PR #573, opened 2023-07-30
fix: standardise local files TDE-821

amfage:


scripts/cli/cli_helper.py
```diff
@@ -41,13 +41,20 @@ def format_source(source: List[str]) -> List[TileFiles]:
...
-    for s in source:
-        local_tile_file.append(TileFiles(output=os.path.splitext(get_file_name_from_path(s))[0], input=[s]))
-
-    return local_tile_file
+            raise Exception(e) from e
+    else:
+        source_dev: List[TileFiles] = []
+        for s in source:
+            gdalinfo: GdalInfo = gdal_info(s, False)
+            if scale > 0:
```
paulfouquet, line 49: What happen to `origin` if `not scale > 0`?

scripts/cli/cli_helper.py
```diff
@@ -1,24 +1,23 @@
...
+from scripts.tile.tile_index import TileIndexException, get_tile_name
 
 
 class TileFiles(NamedTuple):
     output: str
     input: List[str]
 
 
-def format_source(source: List[str]) -> List[TileFiles]:
+def get_tile_files(source: List[str], scale: int = 0) -> List[TileFiles]:
```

******************************

*BRIEF*
Search the listing above for lines containing "output", and copy them.

*RESULT OF THE TASK*
-        local_tile_file.append(TileFiles(output=os.path.splitext(get_file_name_from_path(s))[0], input=[s]))
     output: str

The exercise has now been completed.